Records contained in a dataset

PR #1189, opened 2025-10-09
feat: add audit records for multiple events

AmanGIT07:


internal/store/postgres/billing_checkout_repository.go
```diff
@@ -154,19 +160,89 @@ func (r BillingCheckoutRepository) Create(ctx context.Context, toCreate checkout
...
+				planID = *result.PlanID
+			}
+			featureID := ""
+			if result.FeatureID != nil {
+				featureID = *result.FeatureID
+			}
+
+			auditRecord := BuildAuditRecord(
+				ctx,
+				"billing_checkout.created",
```
rohilsurana: lets make these constants in one single file, so all audit events can be tracked from one place.

internal/store/postgres/audit_record.go
```diff
@@ -214,7 +214,14 @@ func BuildAuditRecord(ctx context.Context, event string, resource AuditResource,
 		actorMetadata[consts.AuditSessionMetadataKey] = sessionMetadata
 	}
 
-	actorUUID, _ := uuid.Parse(actorID)
+	var actorUUID uuid.UUID
+	if actorID == "" { // cron jobs
+		actorUUID = uuid.Nil
+		actorType = "system"
+		actorName = "system"
```
whoAbhishekSah: nit: let: put them as "Consts" after import statements.

internal/store/postgres/audit_record.go
```diff
@@ -214,7 +214,14 @@ func BuildAuditRecord(ctx context.Context, event string, resource AuditResource,
...
+	} else {
+		actorUUID, _ = uuid.Parse(actorID)
```
whoAbhishekSah, line 224: Is there a missed error handling here?

internal/store/postgres/billing_checkout_repository.go
```diff
@@ -238,29 +314,103 @@ func (r BillingCheckoutRepository) UpdateByID(ctx context.Context, toUpdate chec
...
+						"customer_id":        result.CustomerID,
+						"checkout_url":       result.CheckoutUrl,
+						"skip_trial":         result.SubscriptionConfig.SkipTrial,
+						"cancel_after_trial": result.SubscriptionConfig.CancelAfterTrial,
+					},
+				},
+				orgID,
+				nil,
+				result.UpdatedAt,
+			)
```
whoAbhishekSah: Let's move the object creation into a separate function so that it reads better -- A private function. This applies to other methods as well.

internal/store/postgres/billing_customer_repository.go
```diff
@@ -391,23 +521,71 @@ func (r BillingCustomerRepository) UpdateDetailsByID(ctx context.Context, custom
...
 
 func (r BillingCustomerRepository) Delete(ctx context.Context, id string) error {
-	stmt := dialect.Delete(TABLE_BILLING_CUSTOMERS).Where(goqu.Ex{
-		"id": id,
-	})
-	query, params, err := stmt.ToSQL()
+	type customerWithContext struct {
+		Customer
+		OrgName string `db:"org_name"`
+	}
```
whoAbhishekSah: Let's move this struct outside the function scope into package scope so that we don't need to redeclare each time?

internal/store/postgres/billing_checkout_repository.go
```diff
@@ -238,29 +314,103 @@ func (r BillingCheckoutRepository) UpdateByID(ctx context.Context, toUpdate chec
 	if toUpdate.PaymentStatus != "" {
 		updateRecord["payment_status"] = toUpdate.PaymentStatus
 	}
+
+	var result checkoutWithContext
+
+	// Fetch org name via billing_customers -> organizations
+	orgNameSubquery := dialect.From(TABLE_BILLING_CUSTOMERS).
```
whoAbhishekSah: Why don't we pass orgName (or Org Object) to this function from the service function itself by calling the Org Service Get: [ref](https://github.com/raystack/frontier/blob/main/core/organization/service.go#L87). 

This can simplify the repository layer code.

internal/store/postgres/audit_record.go
AmanGIT07: it will default to zero UUID

internal/store/postgres/audit_record.go
AmanGIT07: Done

PR #1196, opened 2025-10-11
feat: migrate preferences list to ConnectRPC

rohilsurana:
This pull request updates the preferences list UI to use the new `@raystack/proton/frontier` API and modernizes data fetching and mutation logic. It replaces legacy types and API calls with the latest ConnectRPC-based queries and mutations, improves cache updating after preference changes, and refactors components for better reliability and maintainability.

- API migration and type updates
- Data fetching and error handling improvements
- Preference update logic to connect and cache management
- UI and prop naming consistency

### DIFF
--- a/ui/src/containers/preferences.list/details.tsx
+++ b/ui/src/containers/preferences.list/details.tsx
@@ -82,7 +82,7 @@ export default function PreferenceDetails() {
           cardinality: "finite",
         });
 
-        queryClient.setQueryData(queryKey, (oldData: ListPreferencesResponse | undefined) => {
+        queryClient.setQueryData(queryKey, (oldData?: ListPreferencesResponse) => {
           if (!oldData || !data.preference || !Array.isArray(data.preference)) return oldData;
 
           const updatedPreferences = data.preference;


ui/src/containers/preferences.list/details.tsx
```diff
@@ -60,11 +63,56 @@ function PreferenceValue({ value, trait, onChange }: PreferenceValueProps) {
...
+      onSuccess: (data) => {
+        // Update the cache with the new preference from mutation response
+        const queryKey = createConnectQueryKey({
+          schema: AdminServiceQueries.listPreferences,
+          transport,
+          input: {},
+          cardinality: "finite",
+        });
+
+        queryClient.setQueryData(queryKey, (oldData: ListPreferencesResponse | undefined) => {
```
paanSinghCoder: Any reason we have written it like `oldData: ListPreferencesResponse | undefined` and not this `oldData?: ListPreferencesResponse`?

rohilsurana: oldData can be undefined in case it gets cleared due to gc or other reasons.

paanSinghCoder: Both practically means the same thing. Normally, the suggested one is used instead of setting the type as undefined.

rohilsurana: let me try using it that way

rohilsurana: fixed

PR #781, opened 2022-10-25
PLT-1034 Proposing an ADR to modify the `MustValidateIn` constraint

koslambrou:
PLT-1034 Proposing an ADR to modify the `MustValidateIn` constraint in `plutus-ledger-constraints` so that it can work with slots instead of POSIXTime.

The link to the ADR is here: https://plutus-apps--781.org.readthedocs.build/en/781/adr/0013-tx-validity-time-range-upper-bound.html

Pre-submit checklist:
- Branch
- PR
    - [x] Self-reviewed the diff
    - [x] Reviewer requested

### DIFF
--- a/doc/adr/0013-tx-validity-time-range-fix.rst
+++ b/doc/adr/0013-tx-validity-time-range-fix.rst
@@ -1,0 +1,199 @@
+.. _tx_validity_time_range_fix:
+
+ADR 13: Transaction validity time range fix
+===========================================
+
+Date: 2022-10-19
+
+Author(s)
+---------
+
+koslambrou <konstantinos.lambrou@iohk.io>
+
+Status
+------
+
+Draft
+
+Context
+-------
+
+The following code samples were executed with ``cabal repl plutus-ledger`` on the plutus-apps commit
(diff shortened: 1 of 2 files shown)


doc/adr/0013-tx-validity-time-range-upper-bound.rst
```diff
@@ -0,0 +1,200 @@
...
+
+  .. code-block:: haskell
+
+    data TxConstraint =
+      ...
+      MustValidateInTimeRange !(ValidityInterval POSIXTime)
+
+    mustValidateInTimeRange :: !(ValidityInterval POSIXTime) -> TxConstraints
+
+* We will deprecate the ``MustValidateIn`` constraint and the ``mustValidateIn`` smart constructor
```
sjoerdvisscher, line 129: Perhaps we should remove `MustValidateIn` immediately, since it would be dead weight in the script size.

sjoerdvisscher (approved):

berewt (approved):

doc/adr/0013-tx-validity-time-range-upper-bound.rst
koslambrou: :+1:

PR #792, opened 2022-10-27
PLT-777 Remove plutus ledger from Marconi' dependencies

berewt:
Here are the major type changes:

* `TxOutRef` (from `plutus-ledger-api`) has been replaced by an alias with the same name to `TxIn` of `cardano-api` that conveys the same information.
* `Address` (from `plutus-ledger`) has been replaced by `AddressAny` from `cardano-api`, that is basically an address in era, without the `era` witness type.
* `TxOut` (from `plutus-ledger`) has been replaced by `TxOut` from `cardana-api`.
* `Datum` and `DatumHash` (from `plutus-ledger-api`) has been replaced by `ScriptData` and `Hash ScriptData` from `cardano-api`.

Pre-submit checklist:
- Branch
- PR
    - [x] Self-reviewed the diff
    - [ ] Reviewer requested


berewt:
I'm gonna make a PR to cardano-nod to expose the function I needed to duplicate and fix the corresponding comment in my code once before merging it.

koslambrou:
You're waiting for the node PR to merge before merging this PR?

berewt:
> You're waiting for the node PR to merge before merging this PR?

I think we'd better merge it before the node PR, just to avoid adding new features that rely on `plutus-ledger` in the meantime.

kayvank (approved):
Thank you for doing the work. I specially like :heart: the Marconi.Types and plan on moving some of data structure to there from the Indexers.hs

berewt:
> I'll merge mine after this PR is merged to main

If yours is ready to merge, don't worry and merge it, I'll handle the conflict if needed.

raduom (approved):
LGTM

marconi/src/Marconi/Index/Utxo.hs
```diff
@@ -163,9 +170,10 @@ onInsert _ix _update = pure []
...
-                                 , _reference = ref
-                                 })
+  & map (\(C.TxOut addr _ _ _, ref) ->
+        UtxoRow { _address   = addr
+                , _reference = ref
+                })
 
 onlyAt :: Address -> UtxoRow -> Bool
-onlyAt address' row = address' == (row ^. address)
+onlyAt address' = has $ address . only address'
```
eyeinsky, line 188: I think here the original version was clearer. I don't know what `has` and `only` do so to know it I'd have to go and look at lens documentation and even then it will take a bit. The original version on the other hand pretty much says what it does.

marconi/src/Marconi/CardanoAPI.hs
```diff
@@ -0,0 +1,47 @@
+{-# LANGUAGE DerivingStrategies #-}
+{-# LANGUAGE PatternSynonyms    #-}
+{-# LANGUAGE TypeFamilies       #-}
+-- | This module provides several type aliases and utility functions to deal with the current Cardano era.
+module Marconi.CardanoAPI
+       (
+       CurrentEra,
+       pattern AsCurrentEra,
+       C.TxIn(C.TxIn),
```
eyeinsky: I think this isn't worth it: exporting TxIn from here and using it imported Marconi.CardanoAPI in other modules will give rise to the question of how is it different from the one in Cardano.Api, and the answer is that there are no differences. Maybe when we get the package `cardano-api-extras` that will serve as a front for cardano-api that we directly control and which' contents we want to upstream, it would make sense to re-export Cardano.Api types from there, but otherwise I think it's better to use things from their original location as it builds upon knowledge on having used those modules earlier.

berewt: I hesitated to do so for that exact reason. The pros were that we centralised our dependencies on cardano-api, whether or not these types are era-dependent. But you're right, even if reexporting is a common practice, it probably doesn't worth the effort here.

marconi/src/Marconi/Index/Utxo.hs
berewt: No problem, I have this bad habit of putting everything in one lens when I see one usage of them in an expression, I'm reverting it.

marconi/src/Marconi/CardanoAPI.hs
eyeinsky: Reexporting is fine for exporting definitions from modules that are otherwise internal, or to provide a nice API from a single location. But Cardano.Api is not internal, and it already is _the_ entrypoint to what cardano-api has to offer; and also as Marconi.CardanoAPI doesn't export all of Cardano.Api then most of the time Cardano.Api will already be imported, so having one type go through another module raises the question of why - does it do anything different? - but it doesn't, and it isn't era-dependent either.

eyeinsky (approved):
LGTM!

PR #795, opened 2022-10-28
Add evalEmulatorTrace

sjoerdvisscher:
Pre-submit checklist:
- Branch
- PR
    - [ ] Self-reviewed the diff
    - [ ] Reviewer requested


koslambrou:
What's missing is a test case in `Spec.Emulator` which showcases how it works?

plutus-contract/test/Spec/Emulator.hs
```diff
@@ -314,6 +315,13 @@ pubKeyTransactions2 = do
     Trace.liftWallet wallet1 $ payToPaymentPublicKeyHash_ def W.always (Ada.adaValueOf 20) pubKey2
     void Trace.nextSlot
 
+evalEmulatorTraceTest :: Property
+evalEmulatorTraceTest = property $ do
+    let trace = Trace.payToWallet wallet1 wallet2 (Ada.adaValueOf 10)
+        res = Trace.evalEmulatorTrace def trace
+    Hedgehog.annotateShow res
+    Hedgehog.assert (either (const False) (const True) res)
```
koslambrou, line 323: I think we also need to test that the result returned by the trace is the correct one.

For example, something like

```
let trace = do
     Trace.payToWallet wallet1 wallet2 (Ada.adaValueOf 10)
     pure "DONE" -- Or something else
...
Hedgehog.assert (either (const False) (\x -> x == "DONE") res)
```

plutus-contract/src/Plutus/Trace/Emulator.hs
```diff
@@ -249,6 +269,17 @@ runEmulatorTrace cfg trace =
     $ foldEmulatorStreamM (generalize list)
     $ runEmulatorStream cfg trace
 
+runEmulatorTrace'
```
koslambrou, line 272: I think you want to refactor `runEmulatorTrace` following `runEmulatorTrace'`. Or just replace one with the other.

plutus-contract/src/Plutus/Trace/Scheduler.hs
```diff
@@ -291,35 +290,35 @@ runThreads e = do
...
 -- | Run the threads that are scheduled in a 'SchedulerState' to completion.
-loop :: forall effs systemEvent.
+loop :: forall a effs systemEvent.
     ( Eq systemEvent
     , Member (LogMsg SchedulerLog) effs
     )
-    => SchedulerState effs systemEvent
-    -> Eff effs ()
+    => SchedulerState effs systemEvent a
+    -> Eff effs (Maybe a)
```
koslambrou, line 298: How do you know that result here is the one from the initialThread and not from the wallet threads?

plutus-contract/test/Spec/Emulator.hs
sjoerdvisscher: The type ensures that, it can't pluck a `TxId` from thin air. And the actual value of the TxId can change so I don't wan't to test for that.

plutus-contract/src/Plutus/Trace/Scheduler.hs
sjoerdvisscher: You only get a result from an `exit` call. There's only one place where `exit` is called and that's in `handleEmulatorTrace` which calls it with the result of the incoming `action`.

plutus-contract/src/Plutus/Trace/Emulator.hs
sjoerdvisscher: Thanks, which the old version I couldn't do that, because of the uncertainty of the initial thread returning or not. With the `exit` mechanism the uncertainty is not there so everything can use the same function.

plutus-contract/test/Spec/Emulator.hs
koslambrou: I'm not sure I understand. I wasn't talking about `TxId`. I'm just thinking of returning a value from the trace and then verify that `evalEmulatorTrace` correctly returns that value.

sjoerdvisscher: `Trace.payToWallet` returns an `EmulatorTrace TxId`. Which means `res` is of type `Either EmulatorErr TxId`. So if `res` is a `Right something` that something has to be the `TxId` returned by `payToWallet`.

plutus-contract/src/Plutus/Trace/Scheduler.hs
koslambrou: Then should we mention this somewhere? Comment on `runThreads`?

plutus-contract/test/Spec/Emulator.hs
koslambrou: But doesn't that specific test ensure that you implemented the correct behavior? For example, if you returned the result of the wrong thread in `runThreads` (because `exit` was called by another thread), then you would get the wrong `Right something`, no?

sjoerdvisscher: That could only happen is that other thread would call `exit` with a `TxId`, and that could only be the `TxId` created by `payToWallet`. Replacing the `TxId` with a `String` doesn't change anything.

sjoerdvisscher: That's the power of type variables, theorems for free! https://www.cs.utah.edu/~mflatt/past-courses/cs7520/public_html/s06/wadler89.pdf

PR #626, opened 2022-07-25
Replace Ledger.Tx.ChainIndexTxOut

andreabedini:
tl;dr. 

```
data DecoratedTxOut = DecoratedTxOut
  { decoratedTxOutAddress         :: Address
  , decoratedTxOutValue           :: Value
  , decoratedTxOutValidator       :: Maybe (Either ValidatorHash Validator)
  , decoratedTxOutDatum           :: Maybe (Either DatumHash Datum)
  , decoratedTxOutReferenceScript :: Maybe Script
  }
```

The idea is that at the contract level, we need a `TxOut` with additional information like the resolved validator & datum. I stole the word "decorated" from @michaelpj but I am happy to consider alternatives. In principle one could stick with `TxOut` and rely on qualified names.

Taking a  KISS approach I have defined a type that has all the information. The type is not "tight" sinceit has invariants:

If the address corresponds to a script then
1. the validator field must match
2. the datum must be present

(Note that `decoratedTxOutDatum` still returns a `Maybe`, perhaps we can improve on this).

Therefore the `DecoratedTxOut` constructor is private. I considered other internal representations but I am tempted to stick with this

There are few smart constructors exported:

```
mkDecoratedTxOut :: Address -> Value -> Maybe (Either DatumHash Datum) -> Maybe Script -> DecoratedTxOut
mkDecoratedTxOutFromValidator :: Validator -> Value -> Either DatumHash Datum -> Maybe Script -> DecoratedTxOut
mkDecoratedTxOutFromValidatorHash :: ValidatorHash -> Value -> Either DatumHash Datum -> Maybe Script -> DecoratedTxOut
```

Also there's a function to turn a `DecoratedTxOut` into a `TxOut`. I don't like this function because the type offers no guarantee to be equivalent to a `TxOut` but for the moment we need it because `plutus-script-utils` is lower level than `plutus-ledger` and takes `TxOut`s.

```
decoratedTxOutToV1 :: DecoratedTxOut -> TxOut
```

`Plutus.ChainIndex.Types.ChainIndexTxOut` is left alone as a internal type for plutus-chain-index. The chain-index API talks to the exernal parties thorugh `DecoratedTxOut` as defined in `plutus-ledger`.

Pre-submit checklist:
- Branch
    - [ ] Tests are provided (if possible)
    - [ ] Commit sequence broadly makes sense
    - [ ] Key commits have useful messages
    - [ ] Formatting, PNG optimization, etc. are updated
- PR
    - [ ] Self-reviewed the diff
[...]

PR #799, opened 2022-11-02
PLT-619 Refactor and rename ChainIndexTxOut

berewt:
It mostly relies on the proposal of PR #626.
It provides type safety for script / pubkey txout (storing either the script hash or the pubkey), an extra getter to get the address from a txout, and smart constructors to build txout from an address.
In the refactoring of other modules, I relied as much as possible on lenses to avoid direct access to the partial field accessors (I'd like to avoid exposing them, but they are used in record syntax constructors in a few places, and it makes sense to use them in this context).

Pre-submit checklist:
- Branch
- PR
    - [ ] Self-reviewed the diff
    - [ ] Reviewer requested


plutus-ledger/src/Ledger/Tx.hs
```diff
@@ -120,89 +134,116 @@ datumInDatumFromQuery _ DatumUnknown    = pure DatumUnknown
...
--- This datatype was created in order to be used in
--- 'Ledger.Constraints.processConstraint', specifically with the constraints
--- 'MustSpendPubKeyOutput' and 'MustSpendScriptOutput'.
-data ChainIndexTxOut =
-    PublicKeyChainIndexTxOut {
-      -- | Address of the transaction output. The address is protected by a
-      -- public key hash.
-      _ciTxOutAddress         :: Address,
+-- | Offchain view of a transaction output.
+data OffchainTxOut =
```
koslambrou, line 138: Sorry for not saying it earlier...

May I suggest the initial name of the previous PR? `DecoratedTxOut`? My reasoning:
There is already `Cardano.Api.TxOut` which is an offchain `TxOut`. But the current `OffchainTxOut` is not exactly that. It is an offchain `TxOut` but with extra stuff inside. Hence why a name like `DecoractedTxOut`, `TxOutWithExtras`, `EnrichedTxOut`, etc. might be better.

plutus-contract/test/Spec/Contract/TxConstraints.hs
```diff
@@ -0,0 +1,299 @@
+{-# LANGUAGE BlockArguments        #-}
```
koslambrou, line 1: Why was this file added? Seems like an old file that was added back.. Am I wrong?

berewt: I guess I didn't bay enough attention during the rebase (I probably changed something to it and git thought I wanted to keep it while James removed it).

plutus-ledger/src/Ledger/Tx.hs
berewt: Let's go with `Decorated` then. If I'm fortunate enough my `sed` skills should be sufficient to change it quickly.

plutus-ledger/src/Ledger/Tx.hs
```diff
@@ -120,89 +134,116 @@ datumInDatumFromQuery _ DatumUnknown    = pure DatumUnknown
...
+
+_offchainTxOutAddress :: OffchainTxOut -> Address
+_offchainTxOutAddress PublicKeyOffchainTxOut{_offchainTxOutPubKeyHash, _offchainTxOutStakingCredential} =
+    V1.Address (V1.PubKeyCredential _offchainTxOutPubKeyHash) _offchainTxOutStakingCredential
+_offchainTxOutAddress ScriptOffchainTxOut{_offchainTxOutValidatorHash, _offchainTxOutStakingCredential} =
+    V1.Address (V1.ScriptCredential _offchainTxOutValidatorHash) _offchainTxOutStakingCredential
+
+offchainTxOutAddress :: Getter OffchainTxOut Address
+offchainTxOutAddress = let
+    in to _offchainTxOutAddress
```
koslambrou, line 207: Remove "let in"?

• WHAT YOU NEED TO DO:
Work out how many lines in this data contain "actorID". Only that number should be given.

• TASK RESPONSE:
3